PR #713, opened 2018-11-12
 pythagorean-triplet: Updated the test suite to the version 1.0.0

### LINKED ISSUE #712: Change pythagorean triplet function signature to remove confusion.
Right now Pythagorean triplet takes no arguments and expects students to encode in the function implementation assumptions about the solution they are trying to find, that the sum is 1000, and that it is a Pythagorean triplet. This is verified by a single test case that checks that the output is a specific number wrapped in an Option.

This specific problem doesn't justify the use of an Option type, students have to imagine that the problem could be changed and they could need to tweak their implementation such that it would have to search for a different sum that it could fail to find, which would justify returning None.

This leaves us in a situation where solutions that end in `unreachable!()` rather than returning `None` are technically valid, and students very frequently return `Some(0)` instead of None because there is never a negative test case, there cannot be with the current design.

My proposal is that we adjust the parameters so that the sum is passed as an argument. The documentation is updated to say, for example, there is one valid Pythagorean triplet that has a  perimeter of `1000`, rather than focusing the exercise on this specific Pythagorean triplet. And test cases are added for cases where the solution SHOULD fail to find a triplet.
______
WHAT YOU WILL DO |
Copy each line above exactly as it stands.

SOLUTION TO THIS PROBLEM |
PR #713, opened 2018-11-12
 pythagorean-triplet: Updated the test suite to the version 1.0.0

### LINKED ISSUE #712: Change pythagorean triplet function signature to remove confusion.
Right now Pythagorean triplet takes no arguments and expects students to encode in the function implementation assumptions about the solution they are trying to find, that the sum is 1000, and that it is a Pythagorean triplet. This is verified by a single test case that checks that the output is a specific number wrapped in an Option.

This specific problem doesn't justify the use of an Option type, students have to imagine that the problem could be changed and they could need to tweak their implementation such that it would have to search for a different sum that it could fail to find, which would justify returning None.

This leaves us in a situation where solutions that end in `unreachable!()` rather than returning `None` are technically valid, and students very frequently return `Some(0)` instead of None because there is never a negative test case, there cannot be with the current design.

My proposal is that we adjust the parameters so that the sum is passed as an argument. The documentation is updated to say, for example, there is one valid Pythagorean triplet that has a  perimeter of `1000`, rather than focusing the exercise on this specific Pythagorean triplet. And test cases are added for cases where the solution SHOULD fail to find a triplet.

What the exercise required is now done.